Les témoignages sont sans appel. Le confinement a agi comme un puissant aphrodisiaque, des préliminaires de choix avant que les hordes de sexes enfin libérés viennent s’entre-pénétrer. Je vous le dis et le répète : les 3 prochains mois vont être… chauds.
DÉCHARGE D’ÉNERGIE
Qui ne s’est jamais tirer la nouille sur un livecam d’Anna Furiosa a clairement raté sa carrière de branleur. Cette lolita gothique, avec son petit cul et son carré plongeant, est l’une des valeurs sûres de la plateforme pour adultes Cam4. Elle a également fait une entrée honorable sur Pornhub avec plus de 6 millions de vues sur ses vidéos. Au téléphone, elle me dit : « Au début du confinement, il y a eu une énorme hausse de followers sur mes séances de cam. Ça s’est ensuite un peu tassé. Mais la constante, c’est qu’ils étaient beaucoup plus présents, ils restaient plus tard sur mes shows… » Je l’interrompt, parce qu’il me semble entendre en arrière-fond des cris de nana et des bruits de fessées. « Ah, c’est rien ça » qu’elle me dit, « c’est un couple qui s’amuse à côté de moi. » J’aime bien l’ambiance. Elle poursuit : « En tout cas, ce qui est sûr et pour en avoir parlé avec pas mal de gens sur des sites de rencontre, c’est qu’on attend tous le déconfinement pour se sauter dessus, ça risque d’être assez épique. La cocotte-minute va exploser. »

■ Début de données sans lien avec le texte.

Issue #1224, opened 2024-10-27
The module which create by `hs create module`  will not be uploaded by error


kotto5:
## Description and Context

```
npx hs create module module_to_local
npx hs upload module_to_local module_name_to_remote
```
then
```
... (Some files will be uploaded)
Uploaded file "/Users/test/Develop/local-dev-tutorial/post_recent.module/fields.json" to "post_recent.module/fields.json"
Uploaded file "/Users/test/Develop/local-dev-tutorial/post_recent.module/module.js" to "post_recent.module/module.js"
Uploaded file "/Users/test/Develop/local-dev-tutorial/post_recent.module/module.html" to "post_recent.module/module.html"
[ERROR] Uploading file "post_recent.module" to "post_recent.module" failed
[ERROR] HubSpotHttpError: The post in account 20616822 was bad. PAGE is not a valid contentType. Must be one of [ANY, LANDING_PAGE, SITE_PAGE, BLOG_POST, BLOG_LISTING, EMAIL, KNOWLEDGE_BASE, QUOTE_TEMPLATE, CUSTOMER_PORTAL, WEB_INTERACTIVE, SMS, SUBSCRIPTION, MEMBERSHIP, CASE_STUDY, CASE_STUDY_LISTING]
```

This error's reason is setting invalid value for  "content_type". The value will be set as "Page", but this value is for previous key ("host_template_type")

I refer [this link](https://developers.hubspot.com/docs/cms/building-blocks/modules/configuration).
I'm new to hubspot (just two days) so maybe I take mistake.

my hs version is 6.2.1

### Steps to reproduce
As above.

## Expected behavior
As above.

## Screenshots
It is not frontend error. It will be occur in terminal so I think screenshots is not needed.

kotto5:
I submit PR for this issue!

I am new to Hubspot so welcome to any points and correction! Thanks for this community.

brandenrodgers:
Closing this as the new functionality should be available in CLI version >= `6.4.0`. Thanks for helping out! 😄

PR #1225, opened 2024-10-27
Modify `hs create module` command to correspondence to content_types (Previously host_template_types)

kotto5:
## Description and Context

Modify `hs create module` command's content_type checkbox to choose value for content_types.
Previously, you could choose a value for host_template_types.
It causes an error when you upload modules.

https://github.com/HubSpot/hubspot-cli/issues/1224

## Screenshots

Before
Screenshot 2024-10-27 at 23 38 03

After
Screenshot 2024-10-27 at 23 36 36

After version may have problem about UI. Choices are too many to choose and to display at once so you have to scroll to see all choices. It can make confuse user who create modules.

## TODO

- Discussion about UI and improvement may be needed.


kotto5:
Is this PR unimportant?

kotto5:
@graysky @also @timmfin @bbeaudreault 
Is this PR unimportant?

lib/prompts/createModulePrompt.ts
```diff
@@ -30,10 +30,18 @@ const CONTENT_TYPES_PROMPT = {
   message: i18n(`${i18nKey}.selectContentType`),
   default: ['PAGE'],
```
TanyaScales, line 31: Hi @kotto5 - one quick note that we should update the default here to point to the `ANY` option instead to support this change

TanyaScales:
@kotto5 - RE: this comment "After version may have problem about UI" and what to do here. I would be fine with this update moving through independently of UI updates to make this better (for the short term). We can discuss the proper pattern for long-form option lists over here on our side and make sure it is consistent across the commands.

lib/prompts/createModulePrompt.ts
kotto5: Thanks for review @TanyaScales 

I fixed it based on your point, and I'm glad to see that the UI thing is not a problem either.
Hope you will check the fixes.

kotto5: @TanyaScales 
How do I ask other reviewers for a review after I have been approved by you?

Et elle a raison, il y a désormais trop de pression dans cette cocotte-minute remplie à ras bord de frustrations, d’hormones sexuelles, de désirs érotiques et d’orifices dilatés. Si l’on compte en plus les gueules cassées du couple (1 couple sur 10 va prendre ses distances après le confinement, sondage du Parisien du 5 mai) comme nouveaux venus sur le marché de la baise, tous les éléments sont réunis pour une énorme partouze nationale.

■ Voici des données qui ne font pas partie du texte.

PR #1227, opened 2024-10-31
Convert widely used modules in lib folder

kemmerle:
## Description and Context
As part of our work to convert the CLI to TypeScript, I've migrated the following modules that are widely used in the `lib` folder:

- [x] `interpolation.ts`
- [x] `lang.ts`
- [x] `commonOpts.ts`
- [x] `process.ts`
- [x] `debugInfo.ts`

## TODO

- [x] Address any feedback 

## Who to Notify


lib/commonOpts.ts
```diff
@@ -1,44 +1,55 @@
...
+  getAccountId as getAccountIdFromConfig,
   getAccountConfig,
   getAndLoadConfigIfNeeded,
-} = require('@hubspot/local-dev-lib/config');
-const { i18n } = require('./lang');
+} from '@hubspot/local-dev-lib/config';
+import { i18n } from './lang';
+import { Argv, Arguments } from 'yargs';
+
+interface CustomOptions {
```
kemmerle, line 14: I use this type twice here and in the `logDebugInfo` file. Should I create a Types file in the `lib` folder? Wanted to check, if we already had plans about it.

camden11: I think you could even create a new `types` folder like we have in LDL at the top level. I'm not really sure what the best way to handle this specific type is though, since this theoretically represents anything that could be passed in via a flag. For right now I could see it making sense to have each function only specify what they need from the `Arguments` type, rather than sharing all of them. For example, in `getMode`, it could just take in `Arguments<{ mode?: string }>` or something like that. Feel like it'll become clearer how to handle this once we start converting commands

lib/commonOpts.ts
```diff
@@ -51,59 +62,59 @@ const addModeOptions = (yargs, { read, write }) => {
...
   }
-};
+}
 
-/**
- * Get command name from Yargs `argv`
- * @param {object} argv
- */
-const getCommandName = argv => (argv && argv._ && argv._[0]) || '';
+export function getCommandName(argv: Arguments<CustomOptions>): string {
```
camden11, line 93: Are you sure this type is right? My hunch is that it should take in `Argv`

lib/debugInfo.ts
```diff
@@ -1,8 +1,12 @@
-// @ts-nocheck
-const { version } = require('../package.json');
-const { getPlatform } = require('./environment');
+import { version } from '../package.json';
+import { getPlatform } from './environment';
+import { Arguments } from 'yargs';
 
-const logDebugInfo = ({ debug }) => {
+interface CustomOptions {
```
camden11, line 5: If we're going to be passing these into `Arguments` a lot, which it seems like we are, probably makes sense to give them their own unique names. `DebugInfoFlagOptions`? `DebugInfoOptions`? Not sure, but CustomOptions doesn't tell us a lot and will also make searching for a specific `CustomOptions` type more difficult

lib/interpolation.ts
```diff
@@ -11,32 +18,30 @@ const delimiters = {
...
   );
-};
+}
 
-const generateReplaceFn = (matchedText, startIndex, replacementString) => {
+function generateReplaceFn(
+  matchedText: string,
+  startIndex: number,
+  replacementString: string
+): (arg0: string) => string {
```
camden11, line 32: Curious about this `arg0` pattern you've been using for returned functions. In LDL we just used the variable name in the type (so `currentStringValue` here). Not opposed to doing it this way, just wondering if there was a reason you made the switch

lib/interpolation.ts
```diff
@@ -1,5 +1,12 @@
-// @ts-nocheck
-const helpers = require('./interpolationHelpers');
+import * as helpers from './interpolationHelpers';
+
+interface interpolationDataType {
```
camden11, line 3: I think this type could just be `InterpolationData`. Also just for consistency, I think this could be a `type` and not an `interface`

lib/interpolation.ts
```diff
@@ -1,5 +1,12 @@
...
+  [key: string]: string;
+}
+
+type HelperFunctions = typeof helpers;
+type HelperIdentifier = keyof HelperFunctions;
```
camden11, line 8: You can just do `keyof typeof` in one line

lib/lang.ts
```diff
@@ -1,17 +1,20 @@
...
-const fs = require('fs-extra');
-const yaml = require('js-yaml');
-const { logger } = require('@hubspot/local-dev-lib/logger');
-const { interpolate } = require('./interpolation');
+import util from 'util';
+import path from 'path';
+// @ts-ignore
+import fs from 'fs-extra';
+// @ts-ignore
+import yaml from 'js-yaml';
```
camden11, line 6: Did you try installing `@typesfs-extra` and `@types/js-yaml`?

lib/lang.ts
```diff
@@ -66,10 +71,14 @@ const getTextValue = lookupDotNotation => {
...
+  if (typeof textValue !== 'string') {
+    return missingTextData;
+  }
+
   return textValue;
-};
+}
 
-const i18n = (lookupDotNotation, options = {}) => {
+export function i18n(lookupDotNotation: string, options = {}): string {
```
camden11, line 81: `options` here should have a type, see https://github.com/HubSpot/hubspot-local-dev-lib/blob/main/utils/lang.ts#L111

lib/commonOpts.ts
kemmerle: Going to resolve for now but feel free to reopen.

lib/debugInfo.ts
kemmerle: Just changed this to `Arguments<{ debug?: boolean }>` based on our Huddle on Friday afternoon. Going to resolve but feel free to reopen if need be.

lib/interpolation.ts
kemmerle: It was GitHub Copilot's suggestion 😬 Per our Huddle on Friday, I'm changing `arg0` to something more descriptive.

lib/lang.ts
kemmerle: That worked; thanks, Camden!

lib/commonOpts.ts
kemmerle: Per our Huddle on Friday, I changed the code to have each function only specify what they need from the `Arguments` type. Going to resolve for now, but feel free to reopen.

kemmerle:
@camden11, I addressed your feedback in https://github.com/HubSpot/hubspot-cli/pull/1227/commits/e093f5560cc2a0dc2d8a5a784f6a399a7d1b7bef. This is now ready for a re-review.

lib/lang.ts
```diff
@@ -66,10 +69,17 @@ const getTextValue = lookupDotNotation => {
...
+    return missingTextData;
+  }
+
   return textValue;
-};
+}
 
-const i18n = (lookupDotNotation, options = {}) => {
+export function i18n(
+  lookupDotNotation: string,
```
joe-yeager, line 80: In LDL we have this typed to the [keys in the lang files](https://github.com/HubSpot/hubspot-local-dev-lib/blob/main/types/Lang.ts).  I wonder if it is worthwhile to invest the energy to repeat that over here?

kemmerle: @brandenrodgers @camden11, thoughts?

lib/process.ts
```diff
@@ -1,15 +1,20 @@
...
+interface KeyPress {
+  ctrl?: boolean;
+  shift?: boolean;
+  alt?: boolean;
+  meta?: boolean;
+  name?: string;
+}
+
+export function handleExit(
+  callback: (onTerminate?: { isSIGHUP: boolean }) => void
```
brandenrodgers, line 16: I think the `onTerminate` field should be required here instead of optional. The callback will always be passed `isSIGHUP` within this function, regardless of whether the calling code actually leverages it or not. I noticed this when trying to port a file that uses this `handleExit` util to TS and got an error.

brandenrodgers:
Just one small thing I noticed, but otherwise this all LGTM! 🎉

camden11 (approved):
LGTM

PR #1228, opened 2024-11-01
Improved release script

camden11:
## Description and Context
See https://git.hubteam.com/HubSpot/hubspot-cli-issues/issues/682
This converts the build and release scripts from bash to node, which should make both running them and contributing them a much better experience. The release script has been substantially overhauled with a few major changes:
* `experimental` releases can no longer be released on the `main` branch, and have their own version continuity. The `experimental` branch uses the latest npm release as its source of truth for current version
* `next` and `latest` tag use the version in the package.json as the source of truth for current version
* all releases to `latest` now also update `next`
* Failed releases now clean up - no need to change version or delete tags manually anymore

## Screenshots
Screenshot 2024-11-04 at 3 34 28 PM
Screenshot 2024-11-04 at 3 34 45 PM

## TODO

- [x] Figure out the TS issue with inquirer types (this is currently breaking builds)
- [ ] Test this thoroughly
- [ ] Do an experimental release

## Who to Notify


scripts/build.ts
```diff
@@ -0,0 +1,27 @@
...
+  fs.rmSync('dist', { recursive: true, force: true });
+
+  // Build typescript
+  await new Promise(resolve => {
+    const childProcess = spawn('yarn', ['tsc'], {
+      stdio: 'inherit',
+    });
+
+    childProcess.on('close', () => {
+      resolve('');
```
joe-yeager, line 15: The callback for `close` should get the exit code as an argument.  Might be worthwhile to check it an reject if it is non-zero.  So something like:
```
    childProcess.on('close', (code) => {
      if(code != 0) {
        reject('Build failed');
      } else {
        resolve('');
      }
    });
```

joe-yeager (commented):
Thanks for taking this on!  Looking good

scripts/release.ts
```diff
@@ -0,0 +1,229 @@
...
+import { logger, setLogLevel, LOG_LEVEL } from '@hubspot/local-dev-lib/logger';
+import semver from 'semver';
+
+import { name as packageName, version as localVersion } from '../package.json';
+import { EXIT_CODES } from '../lib/enums/exitCodes';
+import { confirmPrompt } from '../lib/prompts/promptUtils';
+import { build } from './build';
+
+// TODO: Change to import when this is converted to TS
+const { uiLink, uiLine } = require('../lib/ui');
```
brandenrodgers, line 13: Can this be changed since the file is TS now?

scripts/release.ts
```diff
@@ -0,0 +1,229 @@
...
+}
+
+async function publish(tag: Tag): Promise<void> {
+  logger.log();
+  logger.log(`Publishing to ${tag}...`);
+  uiLine();
+  logger.log();
+
+  return new Promise((resolve, reject) => {
+    const childProcess = spawn('npm', ['publish', '--dry-run', '--tag', tag], {
```
brandenrodgers, line 77: Just a reminder to take the dry run out of this before merging. Maybe it could be a supported flag?

scripts/release.ts
```diff
@@ -0,0 +1,229 @@
...
+  await exec(`yarn version --new-version ${newVersion}`);
+  logger.success('Version updated successfully');
+
+  logger.log();
+  logger.log('Creating a new build...');
+  await build();
+  logger.success('Build successful');
+
+  try {
+    await publish(tag);
```
brandenrodgers, line 173: I wonder if we should try to enforce the QA --> PROD release flow here. We could check to see if the user has released these changes to the next branch, and encourage them to do it if they haven't.

For example, if the user attempts to increment from version 1.0.0 to version 1.0.1, we could first check to see if version 1.0.1-beta.<n> exists (where n doesn't matter). If it exists, then we can assume that the current local changes have already been released to the QA (next) tag. In that case, We can safely publish version 1.0.1, and we can still publish version 1.0.1-beta.<n+1>

Question: What should the version in the CLI's package.json be after this? 1.0.1 or 1.0.1-beta<n+1>?

If it doesn't exist (i.e. maybe only 1.0.0-beta.1 exists), we could prompt something like: `It looks like these changes have not been released to the next tag yet, we encourage you to release changes to the next tag before releasing them to the latest tag. Would you like to continue anyways?`. If they choose yes (Which IMO "no" should be the default option), we can continue to "dangerously" publish 1.0.1, and then we can also publish 1.0.1-beta.0 just to catch the next version up.

Here's an example of what the flow would look like:
1. [just to establish initial state] `yarn publish -v=major -tag=latest` --> publish version 1.0.0
2. `yarn publish -v=patch -tag=latest` --> We prompt to release these changes to next tag first, dev agrees
3. `yarn publish -v=patch -tag=next` --> publish version 1.0.1-beta.0
4. `yarn publish -v=patch -tag=latest` --> publish versions 1.0.1 and 1.0.1-beta.1

Alternatively...
1. [just to establish initial state] `yarn publish -v=major -tag=latest` --> publish version 1.0.0
2. `yarn publish -v=patch -tag=latest` --> We prompt to release these changes to next tag first, dev does not agree and continues to bypass QA (next) --> publish versions 1.0.1 and 1.0.1-beta.0

scripts/release.ts
```diff
@@ -0,0 +1,229 @@
...
+      'Invalid release: cannot increment prerelease number on latest tag.'
+    );
+  }
+
+  const {
+    next: currentNextTag,
+    experimental: currentExperimentalTag,
+  } = await getDistTags();
+
+  if (!isExperimental && currentNextTag !== localVersion) {
```
brandenrodgers, line 125: My suggestion [here](https://github.com/HubSpot/hubspot-cli/pull/1228/files#r1829439062) would probably make more sense to implement here (rather than where I commented it).

Just to enumerate the potential scenarios

**User is releasing to the experimental tag:** N/A nothing to prevent here

**User is releasing to next tag:** if local version contains a next tag, it should be equivalent to the `currentNextTag`. But it's possible that the local version won't contain one (i.e. the last publish was a publish to latest). In that case, the local version should have the same base as the `currentNextTag`.

**User is releasing to latest tag:** Check to see if local version is equal to `currentNextTag` AND that the `currentLatestTag` + `versionIncrement` would be equivalent to the base of the local version. This means that the local changes have already been released to the next tag, and can safely be released to latest. If not, we should prompt b/c it's dangerous to release changes directly to latest.

scripts/build.ts
camden11: I thought about this but figured it wasn't really necessary, since we're already directly logging the output from from `tsc`

scripts/release.ts
camden11: These unfortunately have to stay as `require` until these have been _actually_ converted to TS (and use `export` syntax)

scripts/build.ts
joe-yeager: Doesn't this mean that the `build` function will always succeed even `yarn tsc` fails?

camden11: Oooh. Yep. When the build fails it logs "Command failed with exit code 2" so I assumed we were good, but the actual exit code is zero due to `spawn`. Good catch

joe-yeager (approved):
🔥

brandenrodgers (approved):
Nice! I tested locally for a bunch of scenarios and this all seems to be WAD 🙌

Alors, assisterons-nous à d’immenses bacchanales comme décharge d’une énergie vitale trop longtemps enfouie ? Je me tourne désormais vers les sciences humaines. Cathline Smoos, sexologue d’avant-garde et pionnière en matière de cybersexualité, va dans mon sens tout en calmant mes ardeurs de Nostradanus. Elle me dit : « Au début du déconfinement, tout du moins, quelques semaines après, quand l’été arrivera, on assistera sûrement à une urgence de vivre. Parce qu’on aura soudainement pris conscience que l’on a qu’une vie, on aura envie de vivre des passions joyeuses plutôt que des passions tristes. C’est comme après un accident ou une maladie, il y a un besoin de dévorer l’existence. Et puis ce temps de confinement nous conduira immanquablement vers une redécouverte et une excitation de l’autre. Par contre, je ne pense pas que la société soit par la suite plus libérée et égalitaire sexuellement. Les gens en difficulté avec le sexe continueront à l’être. » Elle conclut : « Disons que l’ambiance pendant cette période sera propice aux rencontres. Et puis, après l’été, les choses reviendront à la « normale ».

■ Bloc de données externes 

PR #1230, opened 2024-11-04
chore: Add script to update local dev lib and lock version

joe-yeager:
## Description and Context

Add a script to update the local-dev-lib and lock it to whatever version is `latest` with the `--exact` flag

### DIFF
--- a/package.json
+++ b/package.json
@@ -56,7 +56,8 @@
     "build-docker": "docker image build --tag hs-cli-image . && docker image prune -f",
     "circular-deps": "yarn madge --circular .",
     "release": "bash ./scripts/release.sh",
-    "hs": "yarn build && node ./dist/bin/hs"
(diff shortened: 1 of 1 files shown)


camden11 (approved):
Nice this is a great idea!

package.json
```diff
@@ -56,7 +56,8 @@
     "build-docker": "docker image build --tag hs-cli-image . && docker image prune -f",
     "circular-deps": "yarn madge --circular .",
     "release": "bash ./scripts/release.sh",
-    "hs": "yarn build && node ./dist/bin/hs"
+    "hs": "yarn build && node ./dist/bin/hs",
+    "update-ldl": "yarn add --exact @hubspot/local-dev-lib@latest"
```
joe-yeager, line 60: The `--exact` flag will lock the version to the value of `@latest` and won't include `^` in the version

PR #1236, opened 2024-11-08
Fix bugs with build script and confirm prompt

camden11:
## Description and Context
This fixes two bugs that were affecting the release script
* The call to `build()` in the same file that the `build` function was exported from caused build to be run whenever it was imported. This moved the actual function to its own file to avoid redundant calls. It also adds logging to the build command so its more obvious if something like this happens again
* A recent change to the confirm prompt broke the prompts in the script and in one other place - this changes it to make the options object completely optional

## Who to Notify


kemmerle (approved):
Looked over the code, and tested it out. LGTM!

PR #1238, opened 2024-11-12
Fix bug with updating next tag on releases to latest

camden11:
## Description and Context
Currently, the release script errors out after publishing to `latest`, since it tries to republish the CLI to `next` when it should instead just be updating the dist tag to point to the latest published version. This fixes that.

Note: there does not appear to be any kind of `dry-run` functionality for the `dist-tag` command so there is unfortunately not a great way to fully test this without actually releasing. When the `dryRun` flag is passed in, the script will log the dist-tag command it would have run

## Who to Notify

### DIFF
--- a/scripts/release.ts
+++ b/scripts/release.ts
@@ -199,6 +199,9 @@ async function handler({
   }
 
   logger.log();
+  if (dryRun) {
+    logger.log('DRY RUN');
+  }
   logger.log(`Current version: ${currentVersion}`);
   logger.log(`New version to release: ${newVersion}`);
 
--- a/scripts/release.ts
+++ b/scripts/release.ts
@@ -101,7 +101,10 @@ async function publish(tag: Tag, isDryRun: boolean): Promise<void> {
   });
 }
 
-async function updateNextTag(newVersion: string): Promise<void> {
+async function updateNextTag(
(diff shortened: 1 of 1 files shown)


scripts/release.ts
```diff
@@ -101,6 +101,40 @@ async function publish(tag: Tag, isDryRun: boolean): Promise<void> {
...
+    TAG.NEXT,
+  ];
+
+  return new Promise((resolve, reject) => {
+    if (isDryRun) {
+      const distTagCommand = ['npm', ...commandArgs].join(' ');
+      logger.log(`Dry run: skipping run of \`${distTagCommand}\``);
+      resolve();
+    } else {
+      const childProcess = spawn('npm', commandArgs, { stdio: 'inherit' });
```
camden11, line 124: Using spawn here in case npm prompts for your two factor code again

scripts/release.ts
```diff
@@ -165,6 +199,9 @@ async function handler({
   }
 
   logger.log();
+  if (dryRun) {
+    logger.log('DRY RUN');
```
camden11, line 203: Just to make dry runs slightly less scary

joe-yeager (approved):

PR #1239, opened 2024-11-12
fix: Address bug where we destructure an nullable object

joe-yeager:
## Description and Context

Fixes this bug which just appeared on main
```
🚀🚀🚀 ➜ hs project install-deps --debug
[DEBUG] TypeError: Cannot destructure property 'portal' of 'options' as it is undefined.
    at getAccountId (/Users/jyeager/.nvm/versions/node/v18.20.4/lib/node_modules/@hubspot/cli/lib/commonOpts.js:79:13)
    at exports.handler
[ERROR] Cannot destructure property 'portal' of 'options' as it is undefined.
```

### DIFF
--- a/lib/commonOpts.ts
+++ b/lib/commonOpts.ts
@@ -92,9 +92,9 @@ export function getCommandName(argv: Arguments<{ _?: string[] }>): string {
 export function getAccountId(
   options: Arguments<{ portal?: number | string; account?: number | string }>
 ): number | null {
-  const { portal, account } = options;
+  const { portal, account } = options || {};
 
-  if (options.useEnv && process.env.HUBSPOT_PORTAL_ID) {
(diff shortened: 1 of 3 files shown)


lib/commonOpts.ts
```diff
@@ -92,9 +92,9 @@ export function getCommandName(argv: Arguments<{ _?: string[] }>): string {
 export function getAccountId(
   options: Arguments<{ portal?: number | string; account?: number | string }>
```
brandenrodgers, line 93: The reason this is failing for the install deps command is because options is a required field and it's not being passed in [here](https://github.com/HubSpot/hubspot-cli/blob/main/commands/project/installDeps.ts#L24). This will be easier to enforce once TS is rolled out everywhere, but we should keep the pattern of requiring options rather than allowing for it to not exist.

brandenrodgers (approved):

PR #1241, opened 2024-11-12
chore: Disable tracking in ATs

joe-yeager:
## Description and Context

Disable usage tracking in the ATs and throw an error in the event it is enabled

### DIFF
--- a/acceptance-tests/lib/TestState.ts
+++ b/acceptance-tests/lib/TestState.ts
@@ -64,6 +64,11 @@ export class TestState {
         cause: e,
       });
     }
+
+    // @ts-expect-error Non-existent field according to TS
+    if (this.parsedYaml?.allowUsageTracking) {
+      throw new Error('Usage tracking should be disabled');
+    }
   }
 
   async withAuth() {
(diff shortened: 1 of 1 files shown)


acceptance-tests/lib/TestState.ts
```diff
@@ -49,16 +49,26 @@ export class TestState {
...
-      // @ts-expect-error TypeScript thinks the cause doesn't exist
       throw new Error('Failed to initialize CLI config & authentication', {
         cause: e,
       });
     }
+
+    // @ts-expect-error Non-existent field according to TS
+    if (this.parsedYaml?.allowUsageTracking) {
+      throw new Error('Usage tracking should be disabled');
+    }
```
joe-yeager, line 71: I debated not adding this, but I think it might be worthwhile to fail the tests in the event usage tracking gets reenabled so we can quickly address it and prevent a sudden usage spike in the data.

brandenrodgers (approved):

acceptance-tests/lib/TestState.ts
kemmerle: I think that's wise 👍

Bon, il n’y aura peut-être pas de partouze sur les Champs-Élysées, mais je n’en démords pas, ma théorie tient la route. Alors retiens-la lorsque tu iras acheter ta baguette et que tu ressentiras une gaule de taulard devant une jupe légère. Retiens-la aussi quand dans ta caisse, tu seras nerveusement à la recherche de boites à cul clandestines ou de séances de sexe en groupe dans le bois de Vincennes. Enfin penses-y lorsque dans ce monde déliquescent où nous serons bientôt tous dans la dèche, tu baiseras pour oublier. Car sache-le, pendant que le Titanic coulait, l’orchestre ne continuait pas de jouer, il s’envoyait en l’air.